- _DESCRIPTION OF THE TASK_: Nothing should be left out when you copy the entries below.

(Dataset excerpts)
***

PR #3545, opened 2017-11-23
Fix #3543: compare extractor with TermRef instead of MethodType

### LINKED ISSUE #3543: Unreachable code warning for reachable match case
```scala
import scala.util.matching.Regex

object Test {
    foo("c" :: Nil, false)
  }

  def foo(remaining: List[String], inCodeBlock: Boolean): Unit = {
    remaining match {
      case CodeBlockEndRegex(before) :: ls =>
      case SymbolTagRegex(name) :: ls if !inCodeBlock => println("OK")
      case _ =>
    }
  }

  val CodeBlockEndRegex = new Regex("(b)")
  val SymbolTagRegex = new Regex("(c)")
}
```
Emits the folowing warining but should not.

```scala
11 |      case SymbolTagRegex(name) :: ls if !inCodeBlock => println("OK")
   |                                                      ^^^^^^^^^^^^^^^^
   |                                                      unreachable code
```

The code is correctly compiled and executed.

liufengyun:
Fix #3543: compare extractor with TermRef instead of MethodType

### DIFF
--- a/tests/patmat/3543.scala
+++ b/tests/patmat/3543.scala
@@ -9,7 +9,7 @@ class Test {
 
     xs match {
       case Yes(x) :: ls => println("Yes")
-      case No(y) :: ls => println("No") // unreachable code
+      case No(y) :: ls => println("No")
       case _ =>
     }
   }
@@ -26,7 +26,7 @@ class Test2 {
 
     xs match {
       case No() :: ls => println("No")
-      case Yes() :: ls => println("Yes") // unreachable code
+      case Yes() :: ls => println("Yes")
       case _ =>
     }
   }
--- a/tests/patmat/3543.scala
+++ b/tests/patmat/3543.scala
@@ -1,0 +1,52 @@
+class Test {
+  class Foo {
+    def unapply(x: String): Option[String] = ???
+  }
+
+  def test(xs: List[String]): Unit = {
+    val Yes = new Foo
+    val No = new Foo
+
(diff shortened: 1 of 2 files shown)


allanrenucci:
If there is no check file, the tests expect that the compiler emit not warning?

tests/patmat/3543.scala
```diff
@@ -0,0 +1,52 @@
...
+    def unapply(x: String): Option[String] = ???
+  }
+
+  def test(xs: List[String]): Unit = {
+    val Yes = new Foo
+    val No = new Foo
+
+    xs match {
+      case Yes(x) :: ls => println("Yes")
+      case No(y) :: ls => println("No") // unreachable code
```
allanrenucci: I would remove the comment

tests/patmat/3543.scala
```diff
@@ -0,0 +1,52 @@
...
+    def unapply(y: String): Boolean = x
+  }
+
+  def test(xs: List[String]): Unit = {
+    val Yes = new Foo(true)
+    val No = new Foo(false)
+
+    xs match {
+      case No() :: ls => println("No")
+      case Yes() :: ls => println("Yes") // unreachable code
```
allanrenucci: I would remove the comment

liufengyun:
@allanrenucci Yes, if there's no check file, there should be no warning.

***

- _RESULT OF THE TASK_:
PR #3545, opened 2017-11-23
Fix #3543: compare extractor with TermRef instead of MethodType

### LINKED ISSUE #3543: Unreachable code warning for reachable match case
```scala
import scala.util.matching.Regex

object Test {
    foo("c" :: Nil, false)
  }

  def foo(remaining: List[String], inCodeBlock: Boolean): Unit = {
    remaining match {
      case CodeBlockEndRegex(before) :: ls =>
      case SymbolTagRegex(name) :: ls if !inCodeBlock => println("OK")
      case _ =>
    }
  }

  val CodeBlockEndRegex = new Regex("(b)")
  val SymbolTagRegex = new Regex("(c)")
}
```
Emits the folowing warining but should not.

```scala
11 |      case SymbolTagRegex(name) :: ls if !inCodeBlock => println("OK")
   |                                                      ^^^^^^^^^^^^^^^^
   |                                                      unreachable code
```

The code is correctly compiled and executed.

liufengyun:
Fix #3543: compare extractor with TermRef instead of MethodType

### DIFF
--- a/tests/patmat/3543.scala
+++ b/tests/patmat/3543.scala
@@ -9,7 +9,7 @@ class Test {
 
     xs match {
       case Yes(x) :: ls => println("Yes")
-      case No(y) :: ls => println("No") // unreachable code
+      case No(y) :: ls => println("No")
       case _ =>
     }
   }
@@ -26,7 +26,7 @@ class Test2 {
 
     xs match {
       case No() :: ls => println("No")
-      case Yes() :: ls => println("Yes") // unreachable code
+      case Yes() :: ls => println("Yes")
       case _ =>
     }
   }
--- a/tests/patmat/3543.scala
+++ b/tests/patmat/3543.scala
@@ -1,0 +1,52 @@
+class Test {
+  class Foo {
+    def unapply(x: String): Option[String] = ???
+  }
+
+  def test(xs: List[String]): Unit = {
+    val Yes = new Foo
+    val No = new Foo
+
(diff shortened: 1 of 2 files shown)


allanrenucci:
If there is no check file, the tests expect that the compiler emit not warning?

tests/patmat/3543.scala
```diff
@@ -0,0 +1,52 @@
...
+    def unapply(x: String): Option[String] = ???
+  }
+
+  def test(xs: List[String]): Unit = {
+    val Yes = new Foo
+    val No = new Foo
+
+    xs match {
+      case Yes(x) :: ls => println("Yes")
+      case No(y) :: ls => println("No") // unreachable code
```
allanrenucci: I would remove the comment

tests/patmat/3543.scala
```diff
@@ -0,0 +1,52 @@
...
+    def unapply(y: String): Boolean = x
+  }
+
+  def test(xs: List[String]): Unit = {
+    val Yes = new Foo(true)
+    val No = new Foo(false)
+
+    xs match {
+      case No() :: ls => println("No")
+      case Yes() :: ls => println("Yes") // unreachable code
```
allanrenucci: I would remove the comment

liufengyun:
@allanrenucci Yes, if there's no check file, there should be no warning.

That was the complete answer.